EXERCISE: If a line in the data below holds the word "without", copy it.

RECORDED INFORMATION:

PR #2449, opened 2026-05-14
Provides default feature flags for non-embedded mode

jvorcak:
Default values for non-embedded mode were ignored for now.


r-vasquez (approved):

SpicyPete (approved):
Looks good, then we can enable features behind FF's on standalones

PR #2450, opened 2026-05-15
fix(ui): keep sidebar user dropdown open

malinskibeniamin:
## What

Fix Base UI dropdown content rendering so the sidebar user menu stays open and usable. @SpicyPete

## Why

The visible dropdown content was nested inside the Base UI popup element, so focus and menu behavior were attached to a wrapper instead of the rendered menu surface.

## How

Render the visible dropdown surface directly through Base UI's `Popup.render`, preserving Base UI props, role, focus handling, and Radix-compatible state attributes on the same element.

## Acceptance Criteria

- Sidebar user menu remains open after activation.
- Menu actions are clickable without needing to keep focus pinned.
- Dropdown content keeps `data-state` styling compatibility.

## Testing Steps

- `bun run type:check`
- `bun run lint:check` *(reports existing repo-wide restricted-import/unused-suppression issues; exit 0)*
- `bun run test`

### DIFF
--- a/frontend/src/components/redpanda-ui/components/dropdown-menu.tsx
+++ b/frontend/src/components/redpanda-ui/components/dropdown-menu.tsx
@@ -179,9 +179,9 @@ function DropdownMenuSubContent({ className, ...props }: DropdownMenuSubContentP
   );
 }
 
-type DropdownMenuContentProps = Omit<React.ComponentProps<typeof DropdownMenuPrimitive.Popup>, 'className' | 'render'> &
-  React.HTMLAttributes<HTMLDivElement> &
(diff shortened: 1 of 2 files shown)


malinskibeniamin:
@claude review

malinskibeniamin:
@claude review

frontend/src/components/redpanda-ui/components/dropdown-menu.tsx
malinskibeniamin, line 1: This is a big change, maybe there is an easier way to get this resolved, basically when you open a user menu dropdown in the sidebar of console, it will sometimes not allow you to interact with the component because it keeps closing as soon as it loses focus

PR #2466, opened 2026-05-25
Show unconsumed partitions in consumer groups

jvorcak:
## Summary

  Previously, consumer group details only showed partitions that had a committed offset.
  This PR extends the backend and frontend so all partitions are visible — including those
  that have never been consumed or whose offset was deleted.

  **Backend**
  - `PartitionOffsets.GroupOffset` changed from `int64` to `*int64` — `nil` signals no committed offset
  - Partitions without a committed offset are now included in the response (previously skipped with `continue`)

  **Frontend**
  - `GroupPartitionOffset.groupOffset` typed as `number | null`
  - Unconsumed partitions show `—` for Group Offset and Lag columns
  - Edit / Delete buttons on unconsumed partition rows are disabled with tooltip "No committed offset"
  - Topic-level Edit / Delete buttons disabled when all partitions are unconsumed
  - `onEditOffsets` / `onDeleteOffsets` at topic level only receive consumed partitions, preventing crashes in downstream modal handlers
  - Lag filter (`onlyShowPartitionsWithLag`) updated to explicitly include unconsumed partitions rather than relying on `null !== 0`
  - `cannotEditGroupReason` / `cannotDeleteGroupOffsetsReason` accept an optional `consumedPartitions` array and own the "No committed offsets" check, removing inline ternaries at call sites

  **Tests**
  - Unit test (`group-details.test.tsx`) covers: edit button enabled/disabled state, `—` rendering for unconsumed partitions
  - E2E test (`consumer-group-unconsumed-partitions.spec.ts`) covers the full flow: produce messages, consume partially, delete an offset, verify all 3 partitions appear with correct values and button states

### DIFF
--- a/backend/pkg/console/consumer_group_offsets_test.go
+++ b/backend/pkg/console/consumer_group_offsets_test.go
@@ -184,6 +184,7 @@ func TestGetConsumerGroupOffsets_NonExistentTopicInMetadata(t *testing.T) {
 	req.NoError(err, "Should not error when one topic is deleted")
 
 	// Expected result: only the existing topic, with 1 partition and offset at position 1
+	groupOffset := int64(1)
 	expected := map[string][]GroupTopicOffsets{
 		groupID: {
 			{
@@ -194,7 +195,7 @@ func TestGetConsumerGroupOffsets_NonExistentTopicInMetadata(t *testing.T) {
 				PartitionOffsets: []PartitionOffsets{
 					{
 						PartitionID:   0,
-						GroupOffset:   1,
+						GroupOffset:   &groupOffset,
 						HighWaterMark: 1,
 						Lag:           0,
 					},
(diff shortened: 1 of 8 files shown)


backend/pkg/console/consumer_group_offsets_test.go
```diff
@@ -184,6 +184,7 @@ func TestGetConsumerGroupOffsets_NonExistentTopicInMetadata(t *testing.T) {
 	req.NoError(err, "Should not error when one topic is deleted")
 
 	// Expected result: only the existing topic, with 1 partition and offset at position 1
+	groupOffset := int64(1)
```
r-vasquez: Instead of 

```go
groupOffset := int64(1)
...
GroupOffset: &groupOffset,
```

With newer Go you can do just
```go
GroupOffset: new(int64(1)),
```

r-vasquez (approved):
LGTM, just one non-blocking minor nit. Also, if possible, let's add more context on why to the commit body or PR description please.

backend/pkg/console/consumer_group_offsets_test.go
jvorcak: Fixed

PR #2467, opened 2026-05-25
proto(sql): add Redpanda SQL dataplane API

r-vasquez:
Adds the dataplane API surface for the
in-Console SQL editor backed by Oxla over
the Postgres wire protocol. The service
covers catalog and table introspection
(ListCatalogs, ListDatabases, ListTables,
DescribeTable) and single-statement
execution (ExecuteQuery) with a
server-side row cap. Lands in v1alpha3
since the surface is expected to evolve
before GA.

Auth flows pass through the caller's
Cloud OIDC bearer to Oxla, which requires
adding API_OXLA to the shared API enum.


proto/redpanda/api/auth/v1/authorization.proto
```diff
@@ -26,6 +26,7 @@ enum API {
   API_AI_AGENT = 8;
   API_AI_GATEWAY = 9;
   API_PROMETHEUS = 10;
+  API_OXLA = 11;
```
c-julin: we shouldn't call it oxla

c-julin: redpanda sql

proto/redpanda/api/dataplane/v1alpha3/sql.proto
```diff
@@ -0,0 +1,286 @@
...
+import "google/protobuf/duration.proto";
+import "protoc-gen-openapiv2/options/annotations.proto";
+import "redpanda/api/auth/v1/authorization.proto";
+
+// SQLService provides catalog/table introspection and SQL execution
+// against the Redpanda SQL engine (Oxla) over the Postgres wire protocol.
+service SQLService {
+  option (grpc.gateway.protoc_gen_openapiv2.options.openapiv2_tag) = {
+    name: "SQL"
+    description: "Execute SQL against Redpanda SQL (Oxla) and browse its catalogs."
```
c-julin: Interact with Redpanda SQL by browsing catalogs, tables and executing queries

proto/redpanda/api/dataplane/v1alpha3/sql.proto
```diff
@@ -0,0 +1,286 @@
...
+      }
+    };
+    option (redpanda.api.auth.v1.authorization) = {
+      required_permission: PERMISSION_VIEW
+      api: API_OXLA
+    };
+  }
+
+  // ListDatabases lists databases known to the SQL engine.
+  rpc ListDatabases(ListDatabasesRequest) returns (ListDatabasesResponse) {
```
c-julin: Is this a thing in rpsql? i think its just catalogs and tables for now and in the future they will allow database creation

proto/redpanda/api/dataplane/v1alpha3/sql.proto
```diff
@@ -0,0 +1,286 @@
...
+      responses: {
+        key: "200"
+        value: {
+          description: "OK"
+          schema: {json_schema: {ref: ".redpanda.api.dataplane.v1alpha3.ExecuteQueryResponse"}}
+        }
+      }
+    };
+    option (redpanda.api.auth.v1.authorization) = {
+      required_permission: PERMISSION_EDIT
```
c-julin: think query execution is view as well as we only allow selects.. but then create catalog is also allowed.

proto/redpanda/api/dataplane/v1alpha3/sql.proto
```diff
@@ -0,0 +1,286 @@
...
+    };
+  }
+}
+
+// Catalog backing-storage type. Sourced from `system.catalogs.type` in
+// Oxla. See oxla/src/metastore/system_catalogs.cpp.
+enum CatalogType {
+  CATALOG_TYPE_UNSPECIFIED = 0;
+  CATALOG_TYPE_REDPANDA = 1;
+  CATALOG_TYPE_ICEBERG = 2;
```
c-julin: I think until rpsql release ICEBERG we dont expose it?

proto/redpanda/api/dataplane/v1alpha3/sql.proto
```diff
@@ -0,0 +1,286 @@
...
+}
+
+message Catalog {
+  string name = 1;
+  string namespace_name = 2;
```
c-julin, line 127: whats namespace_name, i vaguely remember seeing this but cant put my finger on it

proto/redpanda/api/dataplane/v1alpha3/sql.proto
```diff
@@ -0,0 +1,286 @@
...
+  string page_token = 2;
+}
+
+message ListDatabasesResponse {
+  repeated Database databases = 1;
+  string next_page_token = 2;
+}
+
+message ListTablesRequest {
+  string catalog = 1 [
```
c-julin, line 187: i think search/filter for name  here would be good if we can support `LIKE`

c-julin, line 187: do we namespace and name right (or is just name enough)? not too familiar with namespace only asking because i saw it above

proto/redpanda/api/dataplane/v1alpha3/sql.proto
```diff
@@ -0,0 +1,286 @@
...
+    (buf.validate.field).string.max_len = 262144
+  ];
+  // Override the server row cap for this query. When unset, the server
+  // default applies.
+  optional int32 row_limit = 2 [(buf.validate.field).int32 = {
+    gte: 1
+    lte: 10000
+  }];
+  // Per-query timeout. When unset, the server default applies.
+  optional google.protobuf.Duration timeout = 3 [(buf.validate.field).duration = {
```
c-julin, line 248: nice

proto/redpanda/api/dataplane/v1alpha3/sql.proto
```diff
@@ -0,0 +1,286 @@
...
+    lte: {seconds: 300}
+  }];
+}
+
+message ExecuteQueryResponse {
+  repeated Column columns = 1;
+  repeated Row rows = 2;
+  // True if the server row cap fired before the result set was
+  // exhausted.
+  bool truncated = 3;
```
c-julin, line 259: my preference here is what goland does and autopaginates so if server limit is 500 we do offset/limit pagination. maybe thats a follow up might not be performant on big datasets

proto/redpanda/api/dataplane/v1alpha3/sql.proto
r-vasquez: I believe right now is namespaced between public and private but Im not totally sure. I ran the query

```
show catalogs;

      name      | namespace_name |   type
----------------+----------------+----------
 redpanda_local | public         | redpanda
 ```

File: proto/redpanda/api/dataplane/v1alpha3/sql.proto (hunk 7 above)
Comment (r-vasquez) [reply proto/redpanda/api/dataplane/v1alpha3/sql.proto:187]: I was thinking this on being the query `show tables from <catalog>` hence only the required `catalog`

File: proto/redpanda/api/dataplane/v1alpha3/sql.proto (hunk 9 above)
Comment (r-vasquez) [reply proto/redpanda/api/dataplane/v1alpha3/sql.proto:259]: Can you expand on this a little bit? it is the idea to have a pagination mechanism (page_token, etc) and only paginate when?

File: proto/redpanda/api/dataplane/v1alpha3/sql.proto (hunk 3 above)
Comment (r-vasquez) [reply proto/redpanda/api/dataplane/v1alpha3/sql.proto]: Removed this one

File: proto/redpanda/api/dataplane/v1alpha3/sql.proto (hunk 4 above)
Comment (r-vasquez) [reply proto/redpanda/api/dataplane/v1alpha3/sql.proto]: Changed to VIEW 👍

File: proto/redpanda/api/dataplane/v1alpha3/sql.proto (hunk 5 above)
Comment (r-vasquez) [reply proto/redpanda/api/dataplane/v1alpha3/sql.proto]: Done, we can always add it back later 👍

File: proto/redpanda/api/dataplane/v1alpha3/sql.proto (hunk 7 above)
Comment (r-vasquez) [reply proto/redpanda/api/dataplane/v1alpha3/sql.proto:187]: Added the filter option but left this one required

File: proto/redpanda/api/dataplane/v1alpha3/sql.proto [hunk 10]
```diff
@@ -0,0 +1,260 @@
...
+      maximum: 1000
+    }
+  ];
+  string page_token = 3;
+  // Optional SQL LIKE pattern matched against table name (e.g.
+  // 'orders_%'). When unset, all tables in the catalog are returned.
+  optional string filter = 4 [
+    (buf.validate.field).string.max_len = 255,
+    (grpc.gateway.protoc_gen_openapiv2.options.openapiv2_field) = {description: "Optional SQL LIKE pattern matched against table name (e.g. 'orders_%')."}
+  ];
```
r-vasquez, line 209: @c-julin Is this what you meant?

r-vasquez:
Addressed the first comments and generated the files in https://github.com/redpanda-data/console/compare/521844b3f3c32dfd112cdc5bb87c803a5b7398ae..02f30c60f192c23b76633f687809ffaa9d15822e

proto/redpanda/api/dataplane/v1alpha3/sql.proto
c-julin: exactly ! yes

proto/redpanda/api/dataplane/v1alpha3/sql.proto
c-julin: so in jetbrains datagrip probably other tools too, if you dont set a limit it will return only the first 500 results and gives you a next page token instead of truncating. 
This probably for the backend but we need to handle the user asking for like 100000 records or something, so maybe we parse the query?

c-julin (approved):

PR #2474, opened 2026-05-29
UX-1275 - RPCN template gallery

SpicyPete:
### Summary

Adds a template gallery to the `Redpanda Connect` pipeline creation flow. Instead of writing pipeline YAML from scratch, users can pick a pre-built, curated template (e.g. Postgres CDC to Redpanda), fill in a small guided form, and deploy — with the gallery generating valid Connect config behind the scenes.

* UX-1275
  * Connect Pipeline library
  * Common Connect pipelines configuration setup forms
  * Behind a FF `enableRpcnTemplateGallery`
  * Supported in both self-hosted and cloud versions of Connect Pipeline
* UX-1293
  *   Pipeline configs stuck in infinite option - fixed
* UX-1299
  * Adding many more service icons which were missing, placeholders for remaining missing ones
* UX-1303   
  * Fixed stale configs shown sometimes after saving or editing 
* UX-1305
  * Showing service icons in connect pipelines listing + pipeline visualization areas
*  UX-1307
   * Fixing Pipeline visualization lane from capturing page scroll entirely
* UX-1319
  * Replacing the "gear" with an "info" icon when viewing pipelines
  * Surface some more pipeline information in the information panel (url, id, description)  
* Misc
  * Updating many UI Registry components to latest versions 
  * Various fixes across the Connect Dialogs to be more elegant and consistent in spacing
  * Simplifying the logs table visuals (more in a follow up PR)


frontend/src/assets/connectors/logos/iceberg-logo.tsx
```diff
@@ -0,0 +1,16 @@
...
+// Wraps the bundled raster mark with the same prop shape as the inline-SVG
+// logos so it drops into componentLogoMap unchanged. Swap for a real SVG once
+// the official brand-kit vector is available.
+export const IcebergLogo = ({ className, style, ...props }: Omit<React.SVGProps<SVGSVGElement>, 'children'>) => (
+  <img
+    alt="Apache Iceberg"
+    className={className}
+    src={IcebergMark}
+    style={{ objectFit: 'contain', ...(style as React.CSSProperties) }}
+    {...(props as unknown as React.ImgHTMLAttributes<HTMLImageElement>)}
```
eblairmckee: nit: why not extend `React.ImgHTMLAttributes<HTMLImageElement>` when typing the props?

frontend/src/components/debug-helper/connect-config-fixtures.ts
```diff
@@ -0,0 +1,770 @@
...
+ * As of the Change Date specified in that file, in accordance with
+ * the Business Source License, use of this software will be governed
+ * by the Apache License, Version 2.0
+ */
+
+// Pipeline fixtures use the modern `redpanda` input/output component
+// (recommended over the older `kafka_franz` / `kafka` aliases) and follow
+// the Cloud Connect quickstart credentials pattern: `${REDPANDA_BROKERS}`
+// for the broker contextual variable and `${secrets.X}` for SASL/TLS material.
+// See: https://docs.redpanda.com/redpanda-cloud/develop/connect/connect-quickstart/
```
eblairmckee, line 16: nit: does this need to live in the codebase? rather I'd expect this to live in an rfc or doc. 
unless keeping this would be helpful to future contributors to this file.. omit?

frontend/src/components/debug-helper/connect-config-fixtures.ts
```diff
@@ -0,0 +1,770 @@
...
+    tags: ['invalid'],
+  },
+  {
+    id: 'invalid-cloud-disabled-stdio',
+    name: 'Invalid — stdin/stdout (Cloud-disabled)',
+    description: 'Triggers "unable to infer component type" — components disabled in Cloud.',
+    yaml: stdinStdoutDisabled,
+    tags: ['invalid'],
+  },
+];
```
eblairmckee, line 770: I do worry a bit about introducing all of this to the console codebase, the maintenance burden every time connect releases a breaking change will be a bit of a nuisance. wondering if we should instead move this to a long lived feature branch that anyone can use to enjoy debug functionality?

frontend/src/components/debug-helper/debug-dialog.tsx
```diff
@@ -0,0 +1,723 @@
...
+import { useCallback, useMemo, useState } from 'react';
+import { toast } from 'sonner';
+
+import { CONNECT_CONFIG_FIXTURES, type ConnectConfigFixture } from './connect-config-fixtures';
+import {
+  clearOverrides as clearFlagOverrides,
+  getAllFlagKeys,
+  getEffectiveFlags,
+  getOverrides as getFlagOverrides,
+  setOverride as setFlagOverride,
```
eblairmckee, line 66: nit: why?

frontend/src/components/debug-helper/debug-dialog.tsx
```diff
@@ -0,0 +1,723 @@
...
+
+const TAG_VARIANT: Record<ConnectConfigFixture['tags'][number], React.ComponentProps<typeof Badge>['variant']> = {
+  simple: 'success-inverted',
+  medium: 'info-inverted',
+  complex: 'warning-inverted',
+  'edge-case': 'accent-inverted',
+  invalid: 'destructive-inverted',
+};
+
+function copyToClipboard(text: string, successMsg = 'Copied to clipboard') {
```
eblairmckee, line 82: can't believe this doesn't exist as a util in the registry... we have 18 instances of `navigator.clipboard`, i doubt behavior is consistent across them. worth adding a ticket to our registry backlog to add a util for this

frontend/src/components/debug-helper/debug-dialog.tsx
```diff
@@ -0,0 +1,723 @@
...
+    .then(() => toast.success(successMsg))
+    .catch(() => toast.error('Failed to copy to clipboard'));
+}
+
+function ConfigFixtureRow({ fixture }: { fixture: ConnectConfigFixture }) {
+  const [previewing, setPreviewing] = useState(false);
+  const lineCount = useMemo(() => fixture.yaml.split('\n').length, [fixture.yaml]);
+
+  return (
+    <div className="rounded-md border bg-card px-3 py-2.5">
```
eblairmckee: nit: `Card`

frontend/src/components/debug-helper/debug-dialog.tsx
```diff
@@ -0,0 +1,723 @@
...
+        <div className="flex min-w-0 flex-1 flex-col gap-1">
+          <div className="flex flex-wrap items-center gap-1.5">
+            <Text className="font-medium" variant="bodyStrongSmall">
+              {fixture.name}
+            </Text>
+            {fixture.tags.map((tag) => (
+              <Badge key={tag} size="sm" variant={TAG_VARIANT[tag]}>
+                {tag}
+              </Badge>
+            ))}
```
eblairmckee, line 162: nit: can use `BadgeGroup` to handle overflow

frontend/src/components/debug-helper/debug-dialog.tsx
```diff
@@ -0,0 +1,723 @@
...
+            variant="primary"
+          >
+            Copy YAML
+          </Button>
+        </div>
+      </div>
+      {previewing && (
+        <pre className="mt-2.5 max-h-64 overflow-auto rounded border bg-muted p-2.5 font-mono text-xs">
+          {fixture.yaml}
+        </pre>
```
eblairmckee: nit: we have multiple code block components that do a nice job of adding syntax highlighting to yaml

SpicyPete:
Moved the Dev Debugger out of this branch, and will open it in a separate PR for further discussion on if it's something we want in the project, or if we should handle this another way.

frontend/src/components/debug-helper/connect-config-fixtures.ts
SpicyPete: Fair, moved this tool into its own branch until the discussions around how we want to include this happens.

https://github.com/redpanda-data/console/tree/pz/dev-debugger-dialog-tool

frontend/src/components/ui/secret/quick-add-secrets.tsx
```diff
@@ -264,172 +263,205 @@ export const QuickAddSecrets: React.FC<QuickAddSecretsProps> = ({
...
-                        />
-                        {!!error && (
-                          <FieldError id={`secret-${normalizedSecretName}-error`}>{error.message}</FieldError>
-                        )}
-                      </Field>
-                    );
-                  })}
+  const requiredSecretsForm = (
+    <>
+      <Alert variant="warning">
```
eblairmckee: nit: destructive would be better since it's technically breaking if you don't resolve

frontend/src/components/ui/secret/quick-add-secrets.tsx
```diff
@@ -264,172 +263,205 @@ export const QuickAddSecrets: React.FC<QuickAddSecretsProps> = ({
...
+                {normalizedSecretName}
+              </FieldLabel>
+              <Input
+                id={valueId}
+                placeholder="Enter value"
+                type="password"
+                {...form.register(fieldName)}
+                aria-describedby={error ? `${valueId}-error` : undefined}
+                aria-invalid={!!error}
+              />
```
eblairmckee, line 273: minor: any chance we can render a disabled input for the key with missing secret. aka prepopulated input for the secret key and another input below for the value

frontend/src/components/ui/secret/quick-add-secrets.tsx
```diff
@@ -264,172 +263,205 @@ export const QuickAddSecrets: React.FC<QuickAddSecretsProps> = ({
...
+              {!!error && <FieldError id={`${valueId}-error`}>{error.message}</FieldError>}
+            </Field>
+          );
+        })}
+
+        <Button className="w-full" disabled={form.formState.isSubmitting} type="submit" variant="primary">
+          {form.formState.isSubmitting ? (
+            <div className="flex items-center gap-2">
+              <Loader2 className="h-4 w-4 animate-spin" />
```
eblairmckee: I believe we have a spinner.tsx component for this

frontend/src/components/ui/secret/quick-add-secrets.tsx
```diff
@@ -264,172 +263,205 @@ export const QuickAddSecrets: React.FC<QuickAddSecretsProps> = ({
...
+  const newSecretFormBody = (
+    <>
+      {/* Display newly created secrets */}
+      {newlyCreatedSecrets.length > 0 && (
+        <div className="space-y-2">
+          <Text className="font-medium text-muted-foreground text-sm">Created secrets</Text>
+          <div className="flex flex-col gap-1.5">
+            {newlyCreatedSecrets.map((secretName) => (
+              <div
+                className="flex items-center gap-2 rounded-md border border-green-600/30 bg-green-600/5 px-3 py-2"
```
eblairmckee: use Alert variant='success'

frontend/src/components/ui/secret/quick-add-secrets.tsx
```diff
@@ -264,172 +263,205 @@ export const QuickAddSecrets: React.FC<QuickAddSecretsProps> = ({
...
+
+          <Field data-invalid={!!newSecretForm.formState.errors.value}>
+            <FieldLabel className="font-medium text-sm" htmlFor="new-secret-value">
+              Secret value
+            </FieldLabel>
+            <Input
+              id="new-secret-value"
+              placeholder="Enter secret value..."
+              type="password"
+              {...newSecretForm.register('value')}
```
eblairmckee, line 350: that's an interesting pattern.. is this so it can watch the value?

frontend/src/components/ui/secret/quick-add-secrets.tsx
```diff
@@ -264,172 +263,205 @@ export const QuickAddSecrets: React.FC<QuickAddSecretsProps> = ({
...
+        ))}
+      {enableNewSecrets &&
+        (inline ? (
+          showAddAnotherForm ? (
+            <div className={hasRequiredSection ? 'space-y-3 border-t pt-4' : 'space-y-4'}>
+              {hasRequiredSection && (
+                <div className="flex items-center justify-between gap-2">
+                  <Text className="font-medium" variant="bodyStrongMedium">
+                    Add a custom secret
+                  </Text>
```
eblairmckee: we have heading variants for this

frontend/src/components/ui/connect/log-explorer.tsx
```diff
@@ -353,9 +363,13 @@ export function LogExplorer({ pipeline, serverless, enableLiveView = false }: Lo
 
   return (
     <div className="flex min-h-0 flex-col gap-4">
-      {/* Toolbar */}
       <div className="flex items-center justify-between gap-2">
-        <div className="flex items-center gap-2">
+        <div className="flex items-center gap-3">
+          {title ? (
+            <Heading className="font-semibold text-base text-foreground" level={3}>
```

REPLY TO THE EXERCISE:
- Menu actions are clickable without needing to keep focus pinned.
  - Partitions without a committed offset are now included in the response (previously skipped with `continue`)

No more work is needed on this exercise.